Instructions to follow =
The lines to find are those in the entries that hold the word "resolves"; copy every one of them.

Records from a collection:
# # # # #

PR #185, opened 2023-03-09
Fix Ambiguous table name in different schema

Quasimewdo:
This patch solves problems below:
- ambiguous table name in different schema
- table in non-default schema for advanced scenarios

### DIFF
--- a/greenplumpython/func.py
+++ b/greenplumpython/func.py
@@ -104,9 +104,7 @@ class FunctionExpr(Expr):
             expand and column_name is not None
         ), "Cannot assign single column name when expanding multi-valued results."
         self._function._create_in_db(self._db)
-        from_clause = (
-            f"FROM {self._dataframe._qualified_name_str}" if self._dataframe is not None else ""
-        )
+        from_clause = f"FROM {self._dataframe._name}" if self._dataframe is not None else ""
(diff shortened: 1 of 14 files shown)


tests/test_type.py
```diff
@@ -7,15 +7,28 @@
 from tests import db
 
 
+# Since we set all table_name to cte_hex(), we can't use regclass(t["tableoid"]) anymore
```
Quasimewdo, line 10: Does Greenplum have lots of operators or functions which will access to `tableoid`?

yihong0618 (approved):

greenplumpython/func.py
```diff
@@ -90,9 +90,7 @@ def _serialize(self) -> str:
             if any(self._args)
             else ""
         )
-        schema, func_name = self._function._qualified_name
-        qualified_name = f'"{schema}"."{func_name}"' if schema is not None else f'"{func_name}"'
-        return f"{qualified_name}({distinct} {args_string})"
+        return f"{self._function._qualified_name_str}({distinct} {args_string})"
```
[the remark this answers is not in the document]
Quasimewdo: Remaining `_qualified_name_str` are for `function` and `type` name

tests/test_type.py
Quasimewdo: I will just remove this comments

PR #4540, opened 2026-09-20
fix(ledger): compare point hashes in the recovery precedence test

### LINKED ISSUE #3407: ledger: compare complete points during recovery
`ledger/header_validation_recovery.go` compares only `rewindPoint.Slot >= validationErr.BlockPoint.Slot` when deciding whether to rewind. Two points with the same slot but different hashes can therefore skip required recovery or rewind the wrong chain.

Acceptance criteria:

- Compare complete chain points, including hash, at the recovery boundary.
- Add same-slot/different-hash and prior-point tests.

### LINKED ISSUE #4408: ledger: match canonical Byron EBB block-number and slot progression
## Summary

Dingo applies one ordering rule to every new epoch-boundary block. Canonical Byron consensus has an asymmetric transition table:

- regular to regular: block number plus one, later slot;
- regular to EBB: same block number, later slot;
- EBB to regular: block number plus one, same slot permitted;
- EBB to EBB: block number plus one, later slot.

Dingo therefore accepts an EBB child with the same number and slot as an EBB parent, and rejects consecutive EBBs across an otherwise empty epoch.

## Acceptance criteria

- Implement the exact four-case parent/current transition table.
- Retain the epoch-boundary-slot check.
- Use the configured Byron epoch length.
- Test all four parent/current combinations.
- Test an empty epoch producing consecutive EBBs.
- Cover both the accept-invalid equal-number EBB child and the reject-valid next-number EBB child.

wolf31o2:
`tryRecoverFromHeaderValidationError` and
`recoverFromDeterministicTxValidationError` decided whether the ledger tip
precedes the rejected block from the slot alone
(`rewindPoint.Slot >= validationErr.BlockPoint.Slot`).

A Byron epoch-boundary block takes the first slot of its epoch, and the
epoch's first regular block takes the same slot when one is minted there, so a
single chain holds two distinct blocks at one slot at every such boundary.
Mainnet's genesis EBB `89d9b5a5` is the direct parent of `f0f7892b`, and both
carry slot 0; the same pairing occurs at each Byron boundary. `models.Block`
keys blocks by slot and hash, so dingo stores and orders both.

Both recovery sites read that pair as "no rewind target precedes it" and
declined a recovery whose target was the rejected block's own parent. The
rejected block stayed on the primary chain, the pipeline re-read it, and the
loop continued until the stuck-pipeline detector fired. That is the failure
mode this recovery exists to remove.

Both sites now decline only when the ledger tip is at a later slot, or is the
failing block itself by slot and hash. `Chain.ValidateRollback` still resolves
the rewind target by slot and hash and refuses a point the primary chain no
longer holds, so the cross-fork splice guard is unchanged.

Tests cover the same-slot/different-hash rewind and the same-slot/same-hash
decline at both sites.

Fixes #3407

Does not close #4408, which covers the Byron EBB block-number and slot
transition table in header validation rather than the recovery boundary.

---
## Summary by cubic
Fixes ledger recovery at Byron epoch boundaries by comparing rewind targets by slot and hash instead of slot alone. The old slot-only check treated a parent block sharing the rejected block’s slot as not preceding it, so recovery was declined and the pipeline kept re-reading the block until the stuck-pipeline detector fired. Now recovery is allowed whenever the tip is a different block at the same slot and declined only for a later slot or the failing block itself.

- Adds tests that exercise both recovery paths with a same-slot boundary-block pair.
- `Chain.ValidateRollback` still resolves rewind points by slot and hash, so the cross-fork splice guard is unchanged.
- Fixes #3407. Does not close #4408; that issue covers the Byron EBB block-number/slot transition table in header validation, not this recovery boundary.

<sup>Written for commit 7d7838055b3b8a60a127890c273320df6179cad1. Summary will update on new commits.</sup>

<a href="https://cubic.dev/pr/blinklabs-io/dingo/pull/4540?utm_source=github" target="_blank" rel="noopener noreferrer" data-no-image-dialog="true"><picture><source media="(prefers-color-scheme: dark)" srcset="https://www.cubic.dev/buttons/review-in-cubic-dark.svg"><source media="(prefers-color-scheme: light)" srcset="https://www.cubic.dev/buttons/review-in-cubic-light.svg">Review in cubic</picture></a>


ledger/header_validation_recovery.go
```diff
@@ -272,3 +273,30 @@ func (ls *LedgerState) yieldedToChainSelection(
...
+// hides the failure instead of surfacing it. Any other block at that slot was
+// reached after rewindPoint, because the pipeline only ever reads forward from
+// the ledger tip. A target the primary chain no longer holds is refused
+// downstream by Chain.ValidateRollback, which resolves the point by slot and
+// hash, so this test does not repeat that membership check.
+func recoveryRewindTargetPrecedes(rewindPoint, failing ocommon.Point) bool {
+	if rewindPoint.Slot != failing.Slot {
+		return rewindPoint.Slot < failing.Slot
+	}
+	return !bytes.Equal(rewindPoint.Hash, failing.Hash)
```
chrisguiney, line 301: A same-slot pair can be in either order; any different hash here reads as tip-first. With the tip on the later block and the failing point on the earlier EBB this returns true: on the PR fixture with currentTip = blocks[3] and failing = blocks[2], recovery returns true and rewinds the chain from slot 4 to 3, dropping the valid successor while the failing block stays. Base declines that case. At equal slot, resolve order from chain data (failing PrevHash == rewindPoint.Hash, or block number, since an EBB shares its parent number) and add this prior-point case, which #3407 asks for.

ledger/recovery_same_slot_predecessor_test.go
```diff
@@ -0,0 +1,244 @@
...
+	ls := &LedgerState{
+		db:    db,
+		chain: cm.PrimaryChain(),
+		config: LedgerStateConfig{
+			ChainManager: cm,
+			EventBus:     bus,
+			Logger:       slog.New(slog.NewJSONHandler(io.Discard, nil)),
+		},
+	}
+	ls.currentTip = ledgerTip
```
chrisguiney, line 115: Both SameSlotPredecessor tests panic on the tree merged with current main (b077aa91): nil pointer in updateTipMetrics, reached from rollbackWithOptions, because this fixture builds LedgerState without the metrics init that NewLedgerState always performs. Adding ls.metrics.init(prometheus.NewRegistry()) before this line makes all four new tests pass on the merged tree. Merging main into the branch lets CI see it.

chrisguiney (changes requested):
Two findings inline: same-slot ordering accepts a failing block that is behind the ledger tip, and the new positive tests panic on the tree merged with current main.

# # # # #

Answer to the problem =
failing block itself by slot and hash. `Chain.ValidateRollback` still resolves
- `Chain.ValidateRollback` still resolves rewind points by slot and hash, so the cross-fork splice guard is unchanged.
+// downstream by Chain.ValidateRollback, which resolves the point by slot and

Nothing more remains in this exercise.